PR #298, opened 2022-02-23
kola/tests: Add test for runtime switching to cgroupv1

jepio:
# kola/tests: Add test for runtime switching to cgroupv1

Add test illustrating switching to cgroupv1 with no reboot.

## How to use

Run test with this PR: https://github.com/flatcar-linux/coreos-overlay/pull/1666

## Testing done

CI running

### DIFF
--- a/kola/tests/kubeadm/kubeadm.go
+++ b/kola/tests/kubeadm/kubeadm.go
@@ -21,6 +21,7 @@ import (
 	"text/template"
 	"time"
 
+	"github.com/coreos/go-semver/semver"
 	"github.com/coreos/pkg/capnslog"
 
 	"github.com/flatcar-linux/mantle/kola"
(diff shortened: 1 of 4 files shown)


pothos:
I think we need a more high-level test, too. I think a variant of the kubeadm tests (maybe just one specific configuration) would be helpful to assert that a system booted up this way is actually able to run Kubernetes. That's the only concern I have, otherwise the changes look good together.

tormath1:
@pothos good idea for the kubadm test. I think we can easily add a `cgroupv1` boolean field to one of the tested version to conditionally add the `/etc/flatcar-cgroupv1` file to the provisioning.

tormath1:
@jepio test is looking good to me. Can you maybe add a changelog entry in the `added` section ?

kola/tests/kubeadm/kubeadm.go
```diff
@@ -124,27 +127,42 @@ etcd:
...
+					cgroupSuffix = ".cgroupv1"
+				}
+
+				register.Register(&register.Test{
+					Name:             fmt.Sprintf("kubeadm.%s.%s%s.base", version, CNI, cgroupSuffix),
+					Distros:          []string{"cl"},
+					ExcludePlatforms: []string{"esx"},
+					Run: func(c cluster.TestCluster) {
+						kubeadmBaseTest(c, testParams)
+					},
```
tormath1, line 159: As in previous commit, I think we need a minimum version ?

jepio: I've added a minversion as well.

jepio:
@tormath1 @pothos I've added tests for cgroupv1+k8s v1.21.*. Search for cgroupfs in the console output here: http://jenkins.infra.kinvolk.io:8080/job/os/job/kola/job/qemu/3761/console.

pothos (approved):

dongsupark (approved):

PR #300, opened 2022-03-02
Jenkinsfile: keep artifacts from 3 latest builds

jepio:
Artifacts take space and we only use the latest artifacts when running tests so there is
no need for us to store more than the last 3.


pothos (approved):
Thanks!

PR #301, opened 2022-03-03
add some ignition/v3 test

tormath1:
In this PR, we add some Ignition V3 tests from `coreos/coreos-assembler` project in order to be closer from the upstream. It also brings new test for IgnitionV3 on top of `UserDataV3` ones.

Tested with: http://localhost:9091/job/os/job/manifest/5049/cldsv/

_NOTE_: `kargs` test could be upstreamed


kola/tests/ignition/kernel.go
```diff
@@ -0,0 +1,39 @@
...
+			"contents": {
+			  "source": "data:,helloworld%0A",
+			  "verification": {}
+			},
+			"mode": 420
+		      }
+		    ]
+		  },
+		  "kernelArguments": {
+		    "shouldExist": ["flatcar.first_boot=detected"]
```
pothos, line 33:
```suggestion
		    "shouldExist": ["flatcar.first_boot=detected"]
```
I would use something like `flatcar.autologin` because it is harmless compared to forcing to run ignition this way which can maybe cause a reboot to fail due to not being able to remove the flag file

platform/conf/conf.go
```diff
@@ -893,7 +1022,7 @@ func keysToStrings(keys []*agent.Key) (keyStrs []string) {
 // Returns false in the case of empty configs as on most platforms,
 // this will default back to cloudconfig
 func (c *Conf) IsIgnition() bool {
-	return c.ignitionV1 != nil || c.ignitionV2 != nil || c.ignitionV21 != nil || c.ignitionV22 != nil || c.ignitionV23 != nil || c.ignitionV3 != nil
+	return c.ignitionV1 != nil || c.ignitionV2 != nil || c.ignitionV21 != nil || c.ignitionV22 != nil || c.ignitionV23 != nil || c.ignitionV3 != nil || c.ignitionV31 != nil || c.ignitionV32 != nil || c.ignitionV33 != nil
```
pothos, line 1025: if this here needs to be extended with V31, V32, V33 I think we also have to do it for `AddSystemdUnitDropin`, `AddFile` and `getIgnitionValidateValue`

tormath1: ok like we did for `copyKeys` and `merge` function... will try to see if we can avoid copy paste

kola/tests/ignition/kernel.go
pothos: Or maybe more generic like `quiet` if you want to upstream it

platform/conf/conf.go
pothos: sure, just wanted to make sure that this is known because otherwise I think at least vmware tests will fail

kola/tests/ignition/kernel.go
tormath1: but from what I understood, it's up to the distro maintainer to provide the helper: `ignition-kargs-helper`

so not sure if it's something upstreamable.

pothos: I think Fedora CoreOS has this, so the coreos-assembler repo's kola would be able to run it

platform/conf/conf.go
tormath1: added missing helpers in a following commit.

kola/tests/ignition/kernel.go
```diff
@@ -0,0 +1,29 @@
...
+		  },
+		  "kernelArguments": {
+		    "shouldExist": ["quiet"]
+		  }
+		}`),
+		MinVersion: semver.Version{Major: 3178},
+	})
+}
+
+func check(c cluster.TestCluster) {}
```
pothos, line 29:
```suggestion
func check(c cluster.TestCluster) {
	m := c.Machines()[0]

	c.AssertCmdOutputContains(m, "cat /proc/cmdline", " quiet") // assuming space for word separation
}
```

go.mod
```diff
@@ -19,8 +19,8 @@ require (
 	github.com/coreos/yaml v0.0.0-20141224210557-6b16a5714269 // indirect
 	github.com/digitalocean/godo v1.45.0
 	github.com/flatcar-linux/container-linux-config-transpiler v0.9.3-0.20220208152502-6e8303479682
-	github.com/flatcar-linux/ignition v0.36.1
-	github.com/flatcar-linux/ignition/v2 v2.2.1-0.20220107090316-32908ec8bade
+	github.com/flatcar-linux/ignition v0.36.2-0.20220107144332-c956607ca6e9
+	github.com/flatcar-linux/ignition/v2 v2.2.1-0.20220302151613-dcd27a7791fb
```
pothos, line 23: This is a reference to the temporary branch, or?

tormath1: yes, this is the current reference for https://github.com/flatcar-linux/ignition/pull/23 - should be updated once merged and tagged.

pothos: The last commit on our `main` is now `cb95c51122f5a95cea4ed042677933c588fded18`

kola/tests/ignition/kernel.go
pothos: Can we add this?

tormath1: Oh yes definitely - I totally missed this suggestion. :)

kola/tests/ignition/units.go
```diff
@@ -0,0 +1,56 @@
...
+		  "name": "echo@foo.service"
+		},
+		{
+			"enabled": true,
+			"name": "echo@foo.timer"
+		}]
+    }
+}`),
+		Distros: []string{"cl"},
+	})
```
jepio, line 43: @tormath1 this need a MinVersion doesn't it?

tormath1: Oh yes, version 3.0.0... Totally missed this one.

★ ★ ★ ★ ★ ★ ★

- **WORK REQUEST**
Transcribe the whole listing word for word.

- **ANSWER TO THE PROBLEM**
PR #298, opened 2022-02-23
kola/tests: Add test for runtime switching to cgroupv1

jepio:
# kola/tests: Add test for runtime switching to cgroupv1

Add test illustrating switching to cgroupv1 with no reboot.

## How to use

Run test with this PR: https://github.com/flatcar-linux/coreos-overlay/pull/1666

## Testing done

CI running

### DIFF
--- a/kola/tests/kubeadm/kubeadm.go
+++ b/kola/tests/kubeadm/kubeadm.go
@@ -21,6 +21,7 @@ import (
 	"text/template"
 	"time"
 
+	"github.com/coreos/go-semver/semver"
 	"github.com/coreos/pkg/capnslog"
 
 	"github.com/flatcar-linux/mantle/kola"
(diff shortened: 1 of 4 files shown)


pothos:
I think we need a more high-level test, too. I think a variant of the kubeadm tests (maybe just one specific configuration) would be helpful to assert that a system booted up this way is actually able to run Kubernetes. That's the only concern I have, otherwise the changes look good together.

tormath1:
@pothos good idea for the kubadm test. I think we can easily add a `cgroupv1` boolean field to one of the tested version to conditionally add the `/etc/flatcar-cgroupv1` file to the provisioning.

tormath1:
@jepio test is looking good to me. Can you maybe add a changelog entry in the `added` section ?

kola/tests/kubeadm/kubeadm.go
```diff
@@ -124,27 +127,42 @@ etcd:
...
+					cgroupSuffix = ".cgroupv1"
+				}
+
+				register.Register(&register.Test{
+					Name:             fmt.Sprintf("kubeadm.%s.%s%s.base", version, CNI, cgroupSuffix),
+					Distros:          []string{"cl"},
+					ExcludePlatforms: []string{"esx"},
+					Run: func(c cluster.TestCluster) {
+						kubeadmBaseTest(c, testParams)
+					},
```
tormath1, line 159: As in previous commit, I think we need a minimum version ?

jepio: I've added a minversion as well.

jepio:
@tormath1 @pothos I've added tests for cgroupv1+k8s v1.21.*. Search for cgroupfs in the console output here: http://jenkins.infra.kinvolk.io:8080/job/os/job/kola/job/qemu/3761/console.

pothos (approved):

dongsupark (approved):

PR #300, opened 2022-03-02
Jenkinsfile: keep artifacts from 3 latest builds

jepio:
Artifacts take space and we only use the latest artifacts when running tests so there is
no need for us to store more than the last 3.


pothos (approved):
Thanks!

PR #301, opened 2022-03-03
add some ignition/v3 test

tormath1:
In this PR, we add some Ignition V3 tests from `coreos/coreos-assembler` project in order to be closer from the upstream. It also brings new test for IgnitionV3 on top of `UserDataV3` ones.

Tested with: http://localhost:9091/job/os/job/manifest/5049/cldsv/

_NOTE_: `kargs` test could be upstreamed


kola/tests/ignition/kernel.go
```diff
@@ -0,0 +1,39 @@
...
+			"contents": {
+			  "source": "data:,helloworld%0A",
+			  "verification": {}
+			},
+			"mode": 420
+		      }
+		    ]
+		  },
+		  "kernelArguments": {
+		    "shouldExist": ["flatcar.first_boot=detected"]
```
pothos, line 33:
```suggestion
		    "shouldExist": ["flatcar.first_boot=detected"]
```
I would use something like `flatcar.autologin` because it is harmless compared to forcing to run ignition this way which can maybe cause a reboot to fail due to not being able to remove the flag file

platform/conf/conf.go
```diff
@@ -893,7 +1022,7 @@ func keysToStrings(keys []*agent.Key) (keyStrs []string) {
 // Returns false in the case of empty configs as on most platforms,
 // this will default back to cloudconfig
 func (c *Conf) IsIgnition() bool {
-	return c.ignitionV1 != nil || c.ignitionV2 != nil || c.ignitionV21 != nil || c.ignitionV22 != nil || c.ignitionV23 != nil || c.ignitionV3 != nil
+	return c.ignitionV1 != nil || c.ignitionV2 != nil || c.ignitionV21 != nil || c.ignitionV22 != nil || c.ignitionV23 != nil || c.ignitionV3 != nil || c.ignitionV31 != nil || c.ignitionV32 != nil || c.ignitionV33 != nil
```
pothos, line 1025: if this here needs to be extended with V31, V32, V33 I think we also have to do it for `AddSystemdUnitDropin`, `AddFile` and `getIgnitionValidateValue`

tormath1: ok like we did for `copyKeys` and `merge` function... will try to see if we can avoid copy paste

kola/tests/ignition/kernel.go
pothos: Or maybe more generic like `quiet` if you want to upstream it

platform/conf/conf.go
pothos: sure, just wanted to make sure that this is known because otherwise I think at least vmware tests will fail

kola/tests/ignition/kernel.go
tormath1: but from what I understood, it's up to the distro maintainer to provide the helper: `ignition-kargs-helper`

so not sure if it's something upstreamable.

pothos: I think Fedora CoreOS has this, so the coreos-assembler repo's kola would be able to run it

platform/conf/conf.go
tormath1: added missing helpers in a following commit.

kola/tests/ignition/kernel.go
```diff
@@ -0,0 +1,29 @@
...
+		  },
+		  "kernelArguments": {
+		    "shouldExist": ["quiet"]
+		  }
+		}`),
+		MinVersion: semver.Version{Major: 3178},
+	})
+}
+
+func check(c cluster.TestCluster) {}
```
pothos, line 29:
```suggestion
func check(c cluster.TestCluster) {
	m := c.Machines()[0]

	c.AssertCmdOutputContains(m, "cat /proc/cmdline", " quiet") // assuming space for word separation
}
```

go.mod
```diff
@@ -19,8 +19,8 @@ require (
 	github.com/coreos/yaml v0.0.0-20141224210557-6b16a5714269 // indirect
 	github.com/digitalocean/godo v1.45.0
 	github.com/flatcar-linux/container-linux-config-transpiler v0.9.3-0.20220208152502-6e8303479682
-	github.com/flatcar-linux/ignition v0.36.1
-	github.com/flatcar-linux/ignition/v2 v2.2.1-0.20220107090316-32908ec8bade
+	github.com/flatcar-linux/ignition v0.36.2-0.20220107144332-c956607ca6e9
+	github.com/flatcar-linux/ignition/v2 v2.2.1-0.20220302151613-dcd27a7791fb
```
pothos, line 23: This is a reference to the temporary branch, or?

tormath1: yes, this is the current reference for https://github.com/flatcar-linux/ignition/pull/23 - should be updated once merged and tagged.

pothos: The last commit on our `main` is now `cb95c51122f5a95cea4ed042677933c588fded18`

kola/tests/ignition/kernel.go
pothos: Can we add this?

tormath1: Oh yes definitely - I totally missed this suggestion. :)

kola/tests/ignition/units.go
```diff
@@ -0,0 +1,56 @@
...
+		  "name": "echo@foo.service"
+		},
+		{
+			"enabled": true,
+			"name": "echo@foo.timer"
+		}]
+    }
+}`),
+		Distros: []string{"cl"},
+	})
```
jepio, line 43: @tormath1 this need a MinVersion doesn't it?

tormath1: Oh yes, version 3.0.0... Totally missed this one.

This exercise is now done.